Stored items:
PR #2946, opened 2025-02-06
Better type_eq

### LINKED ISSUE #2945: Specialization hack might stop working in future rust versions.
Currently, this code relies on the fact that std uses specialization for cloning arrays. This is an implementation detail, and is not supported.

https://github.com/AFLplusplus/LibAFL/blob/0573bbb159f01ecc574ae5e034cc66cd47c6abdb/libafl_bolts/src/tuples.rs#L23-L54

In a future version of rust, this specialization might be removed, breaking this code. See https://github.com/rust-lang/rust/pull/135634 and https://github.com/rust-lang/rust/issues/132442

Maybe consider using the [typeid](https://docs.rs/typeid/latest/typeid/) crate instead.

addisoncrump:
Avoid dependence on std specialization. Fixes #2945.

### DIFF
--- a/Cargo.toml
+++ b/Cargo.toml
@@ -1,52 +1,52 @@
 [workspace]
 resolver = "2"
 members = [
-    "libafl",
-    "libafl_bolts",
-    "libafl_cc",
-    "libafl_concolic/symcc_runtime",
-    "libafl_concolic/symcc_libafl",
-    "libafl_derive",
-    "libafl_frida",
-    "libafl_intelpt",
-    "libafl_libfuzzer",
-    "libafl_nyx",
-    "libafl_targets",
-    "libafl_tinyinst",
-    "libafl_qemu",
-    "libafl_qemu/libafl_qemu_build",
-    "libafl_qemu/libafl_qemu_sys",
-    "libafl_sugar",
-    "libafl_concolic/test/dump_constraints",
-    "libafl_concolic/test/runtime_test",
-    "utils/build_and_test_fuzzers",
-    "utils/deexit",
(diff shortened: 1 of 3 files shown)


addisoncrump:
Autoformatter in IDE bungled the tomls, one sec.

Cargo.toml
```diff
@@ -120,6 +120,7 @@ strum = "0.26.3"
 strum_macros = "0.26.4"
 toml = "0.8.19" # For parsing the injections toml file
 typed-builder = "0.20.0" # Implement the builder pattern at compiletime
+typeid = "1" # Safe type_eq that doesn't rely on std specialization
```
rmalmain, line 123: can you please fully specify the version ("1.0.0")?
we moved a few months ago to this convention for other dependencies

libafl_bolts/src/tuples.rs
```diff
@@ -21,36 +22,9 @@ use crate::HasLen;
...
-    impl<T: ?Sized> Copy for W<'_, T, T> {}
-
-    let detected = Cell::new(true);
-    // [].clone() is *specialized* in core.
-    // Types which implement copy will have their copy implementations used, falling back to clone.
-    // If the types are the same, then our clone implementation (which sets our Cell to false)
-    // will never be called, meaning that our Cell's content remains true.
-    let res = [W::<T, U>(&detected, PhantomData)].clone();
-    res[0].0.get()
+    typeid::of::<T>() == typeid::of::<U>()
```
domenukk, line 27: Can we use this typeid for our SerdeAnyMap well?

Task requirements ->
Copy every line of the records above that contains "which".

Task result ->
-    // Types which implement copy will have their copy implementations used, falling back to clone.
-    // If the types are the same, then our clone implementation (which sets our Cell to false)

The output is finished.